Dont worry, i already did. got all 3 pickups ready and working about 3 hours ago


----------



## lilweeds (Aug 3, 2007)

Anybody wanna help me out in Berks. I've got nothing ready right now.


----------



## Lone136 (Sep 18, 2010)

Well after work today I did get mine out and come to find out the solenoid had gone bad from last year. I installed the spare I had and low and behold it works again.
I have to work at the shop tomorrow so it will stay on the truck and if I have some time there I will clean it up and give it a good look over


----------



## KPZ Enterprises (Sep 16, 2010)

township was putting on salters n plows today, iv been getting ready for leaf removals, not snow! wtf mother nature! hopefully this is a sign that this winter will be nice n snowy.


----------



## havenlax18 (Dec 16, 2010)

Says 1-3 for philly. WTF all my mowing equipment is out and none of my equipment is close to being ready?


----------



## GM_Fan40 (Aug 29, 2011)

Dont worry i put my blade and salter on a little bit ago, so now Delco isnt going to get sh*t outta this storm..


----------



## johnyredd99 (Nov 19, 2007)

* locations...most of central pennsylvania 

* hazard types...heavy wet snow...which will be mixed with rain 
for a few hours after the onset near...and to the southeast of 
intestate 81. 

* accumulations...5 to 10 inches of snow...with localized amounts 
around 1 foot.


----------



## J&R Landscaping (Dec 25, 2005)

The forecast hasn't changed much over night here. I'm in Lower bucks right along the I95 corridor. Were right on the line between a coating -2" and 2-4" but it looks as if there will be little accumulation on the pavement, most will be on the grass and trees..


----------



## CS-LAWNSERVICE (Sep 3, 2011)

snowing now in Winchester Virginia along I-81 so its heading your way boys 6:10 am


----------



## KPZ Enterprises (Sep 16, 2010)

yep, u were right. i woke up today and what do you know my whole lawn is covered!!! O and accuweather.com says theres 6.1in of snow on the way for Malvern!


----------



## GM_Fan40 (Aug 29, 2011)

anyone else in Delco have their blades on? The weather reports dont sound to promising for us but what gets me is how it wasnt supposed to get so cold and switch over to snow till later this evening. Good for us maybe?


----------



## jeffslawnservic (Apr 23, 2009)

Starting to become a mess up here in NE Philly, its sticking to the streets but it is more slush and ice than anything. Peoples cars are starting to slide around.


----------



## Ramairfreak98ss (Aug 17, 2005)

jeffslawnservic;1333388 said:


> Starting to become a mess up here in NE Philly, its sticking to the streets but it is more slush and ice than anything. Peoples cars are starting to slide around.
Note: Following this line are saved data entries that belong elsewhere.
PR #259, opened 2019-03-26
Delete withdrawn data

### LINKED ISSUE #129: Delete or make unavailable withdrawn data
*Pain point*: At the conclusion of any study, parents select a privacy level for the video (in-lab use only, scientific/educational sharing allowed, or publicity use allowed) and whether data may be shared on Databrary. Parents also have the option to withdraw video data entirely. This option is rarely used, but is important because we are filming in families’ homes and sensitive information could be accidentally disclosed during recording. When a parent selects that they would like to withdraw video, this information is included in information given to researchers, but the video is not automatically deleted - that is left to the researcher. This introduces unnecessary potential for human error.

*Acceptance criteria*: Video from any session that a parent withdraws video from is deleted from all Lookit storage automatically, and is not available to the researcher running the study. Other data from the session is still available.

*Implementation notes/Suggestions*: Ideally we might introduce a slight delay (e.g. 1-7 days) before deleting video from Lookit servers, in case the parent withdrew accidentally and asks us to restore the video; however, this is likely much more trouble than it's worth.

Datamance:
Fixes #129 

Starting the pull request now just to have some code up for review


studies/models.py
```diff
@@ -776,6 +777,26 @@ def generate_videos_from_events(self):
...
+    if not response.sequence:
+        return
+
+    current_frame = response.sequence[-1]
+
+    if any(postfix in current_frame for postfix in VALID_EXIT_FRAME_POSTFIXES):
+        # check for withdrawal
+        withdrawal = response.exp_data[current_frame].get("withdrawal", False)
+        if withdrawal:
+            response.videos.delete()  # Should trigger a pre-delete hook.
```
kimberscott: We should actually not include consent footage in the videos to be deleted (for now - leaving this possibility open in the future would be sensible)

studies/models.py
```diff
@@ -940,6 +961,24 @@ def download_url(self):
...
+
+      " Note that the delete() method for an object is not necessarily called when deleting objects in bulk using a
+        QuerySet or as a result of a cascading delete. To ensure customized delete logic gets executed, you can use
+        pre_delete and/or post_delete signals.
+      "
+    """
+    video = instance  # Again, instance is hooked as a kwarg.
+    delete_video_from_cloud.apply_async(
+        video.full_name, countdown=60 * 60 * 24 * 7
+    )  # Delete after 1 week.
```
kimberscott: Deleting after 1 week is very sensible, will also want to act directly on researcher permissions for videos so they're not accessible in the interim

studies/models.py
Datamance: done

studies/models.py
Datamance: Since the video models are deleted, there's no real way for the views to know about what's in S3 (i.e. we aren't using `attachment_helpers` anymore)

studies/helpers.py
```diff
@@ -36,3 +41,56 @@ def send_mail(
...
+                return
+        else:
+            return
+
+        try:
+            return getattr(self, frame_type.lower())(
+                response, frame_data, *args, **kwargs
+            )
+        except AttributeError as e:
+            logger.warning(f"{e.args} is not registered for frame-specific action.")
```
kimberscott: given that the default frame type is 'DEFAULT', want to only warn if it's not registered for frame-specific action and isn't DEFAULT? (Just thinking of readability of these logs.)

studies/helpers.py
```diff
@@ -36,3 +41,56 @@ def send_mail(
...
+        pass
+
+    def exit(self, response, frame_data: dict, *args, **kwargs):
+        """Exit frame hook.
+
+        Args:
+            response: Response Model.
+            frame_data: dictionary of frame data.
+        """
+        withdrawal = frame_data.get("withdrawal", False)
```
kimberscott: should probably at least log warning rather than silently defaulting to False if frame_data has no "withdrawal" property

studies/models.py
```diff
@@ -776,6 +779,20 @@ def generate_videos_from_events(self):
         return Video.objects.bulk_create(video_objects)
 
 
+@receiver(post_save, sender=Response)
+def take_action_on_exp_data(sender, instance, created, **kwargs):
+    """Performs post-save actions based on the current frame.
```
kimberscott: Just a warning about relying on this hook for marking consent footage - if saving the response after a single frame fails for whatever reason, the participant is allowed to continue and the frameplayer will just try again next frame (which will mean adding multiple frames at once). So we might want to consider the edge case where save fails immediately after the consent frame, but then succeeds later, so that it's never the most recent frame. This is less relevant for EXIT type frames, which should come at the end of the study.

studies/models.py
kimberscott: Are there definitely no other cases where we'd want to delete a video model without deleting the actual footage?

studies/tasks.py
```diff
@@ -410,3 +412,12 @@ def build_zipfile_of_videos(
...
     )
+
+
+@app.task(bind=True)
+def delete_video_from_cloud(task, s3_video_name):
+    """Delete videos in S3.
+
+    Meant to have a delay of about 7 days.
+    """
+    S3_RESOURCE.Object(settings.BUCKET_NAME, s3_video_name).delete()
```
kimberscott: What happens if the video isn't found / was already deleted? Is that error a problem for anything?

kimberscott: Also, what (if anything) is the process for cancelling this task? (We should write some description of how this works for lookit-docs, both for researchers to understand in what sense the data is gone / in what edge cases they might briefly have access to it, and for us to reference in case anyone ever says "I didn't mean to withdraw my data!")

studies/helpers.py
Datamance: good catch

studies/tasks.py
Datamance: it'll just bork the celery task, which is nbd. I can add logging if you want but honestly the error raised by the boto3 client will be just as informative as anything I can provide

kimberscott: Actually looks like boto3 might not even raise an error? But either way, should be fine.

studies/models.py
Datamance: Accounting for the "not very cautious contributor" case

studies/models.py
Datamance: Fair point. It's enough to keep it as is.

studies/helpers.py
```diff
@@ -85,11 +85,14 @@ def exit(self, response, frame_data: dict, *args, **kwargs):
...
         """
-        withdrawal = frame_data.get("withdrawal", False)
+        withdrawal = frame_data.get("withdrawal", None)
         if withdrawal:
-            response.videos.filter(
-                is_consent_footage=False
-            ).delete()  # Should trigger a pre-delete hook.
+            for video in response.videos.filter(is_consent_footage=False):
+                video.delete(delete_in_s3=True)
+        else:
```
kimberscott: this warning will also be triggered whenever withdrawal=False - we want to check explicitly for None (or just for that key not existing), and otherwise trigger the withdrawal actions iff appropriate

Datamance: got it

kimberscott:
Confirmed withdrawn video records being deleted as expected on staging!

yep.. we just got calls for a couple places that want salt already, whoohoo! 2hrs ago, one manager was still swearing they wouldnt need anything, i went there in person and he said look... nothing sticking, 1.5hrs later, uh, yeah sidewalks getting bad so need you to come by now lol.


----------



## Ramairfreak98ss (Aug 17, 2005)

GM_Fan40;1333351 said:


> anyone else in Delco have their blades on? The weather reports dont sound to promising for us but what gets me is how it wasnt supposed to get so cold and switch over to snow till later this evening. Good for us maybe?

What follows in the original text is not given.